ASSIGNMENT: Set down the entries below once more, precisely as they stand.

Stored items from a collection:
=== Begin Enclosure ===

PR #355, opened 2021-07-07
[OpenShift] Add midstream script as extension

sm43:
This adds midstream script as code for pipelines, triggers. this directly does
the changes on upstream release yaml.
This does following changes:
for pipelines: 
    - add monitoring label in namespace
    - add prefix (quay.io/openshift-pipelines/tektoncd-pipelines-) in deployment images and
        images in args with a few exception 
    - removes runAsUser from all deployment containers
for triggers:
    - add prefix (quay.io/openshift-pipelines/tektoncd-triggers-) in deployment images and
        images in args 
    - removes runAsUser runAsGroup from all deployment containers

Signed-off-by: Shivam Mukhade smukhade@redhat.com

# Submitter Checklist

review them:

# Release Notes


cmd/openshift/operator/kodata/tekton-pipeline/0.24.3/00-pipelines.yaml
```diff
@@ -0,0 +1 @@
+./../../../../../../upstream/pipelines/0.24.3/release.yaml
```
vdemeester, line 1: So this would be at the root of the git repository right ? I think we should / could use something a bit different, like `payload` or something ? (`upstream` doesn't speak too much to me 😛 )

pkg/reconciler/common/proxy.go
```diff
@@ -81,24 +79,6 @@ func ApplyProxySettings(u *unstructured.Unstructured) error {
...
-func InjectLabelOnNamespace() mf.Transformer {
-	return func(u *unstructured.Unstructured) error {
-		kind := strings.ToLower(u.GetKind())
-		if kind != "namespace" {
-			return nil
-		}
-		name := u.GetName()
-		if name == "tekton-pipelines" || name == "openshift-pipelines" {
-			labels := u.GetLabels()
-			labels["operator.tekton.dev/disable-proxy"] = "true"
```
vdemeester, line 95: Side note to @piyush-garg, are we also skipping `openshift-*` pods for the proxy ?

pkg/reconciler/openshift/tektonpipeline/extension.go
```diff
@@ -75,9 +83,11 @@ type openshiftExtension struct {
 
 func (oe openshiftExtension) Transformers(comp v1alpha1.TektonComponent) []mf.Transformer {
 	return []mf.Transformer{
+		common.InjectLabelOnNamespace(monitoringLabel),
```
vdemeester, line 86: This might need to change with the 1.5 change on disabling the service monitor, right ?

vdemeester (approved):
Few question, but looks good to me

=== End Enclosure ===

ANSWER FOR THE TASK:
PR #355, opened 2021-07-07
[OpenShift] Add midstream script as extension

sm43:
This adds midstream script as code for pipelines, triggers. this directly does
the changes on upstream release yaml.
This does following changes:
for pipelines: 
    - add monitoring label in namespace
    - add prefix (quay.io/openshift-pipelines/tektoncd-pipelines-) in deployment images and
        images in args with a few exception 
    - removes runAsUser from all deployment containers
for triggers:
    - add prefix (quay.io/openshift-pipelines/tektoncd-triggers-) in deployment images and
        images in args 
    - removes runAsUser runAsGroup from all deployment containers

Signed-off-by: Shivam Mukhade smukhade@redhat.com

# Submitter Checklist

review them:

# Release Notes


cmd/openshift/operator/kodata/tekton-pipeline/0.24.3/00-pipelines.yaml
```diff
@@ -0,0 +1 @@
+./../../../../../../upstream/pipelines/0.24.3/release.yaml
```
vdemeester, line 1: So this would be at the root of the git repository right ? I think we should / could use something a bit different, like `payload` or something ? (`upstream` doesn't speak too much to me 😛 )

pkg/reconciler/common/proxy.go
```diff
@@ -81,24 +79,6 @@ func ApplyProxySettings(u *unstructured.Unstructured) error {
...
-func InjectLabelOnNamespace() mf.Transformer {
-	return func(u *unstructured.Unstructured) error {
-		kind := strings.ToLower(u.GetKind())
-		if kind != "namespace" {
-			return nil
-		}
-		name := u.GetName()
-		if name == "tekton-pipelines" || name == "openshift-pipelines" {
-			labels := u.GetLabels()
-			labels["operator.tekton.dev/disable-proxy"] = "true"
```
vdemeester, line 95: Side note to @piyush-garg, are we also skipping `openshift-*` pods for the proxy ?

pkg/reconciler/openshift/tektonpipeline/extension.go
```diff
@@ -75,9 +83,11 @@ type openshiftExtension struct {
 
 func (oe openshiftExtension) Transformers(comp v1alpha1.TektonComponent) []mf.Transformer {
 	return []mf.Transformer{
+		common.InjectLabelOnNamespace(monitoringLabel),
```
vdemeester, line 86: This might need to change with the 1.5 change on disabling the service monitor, right ?

vdemeester (approved):
Few question, but looks good to me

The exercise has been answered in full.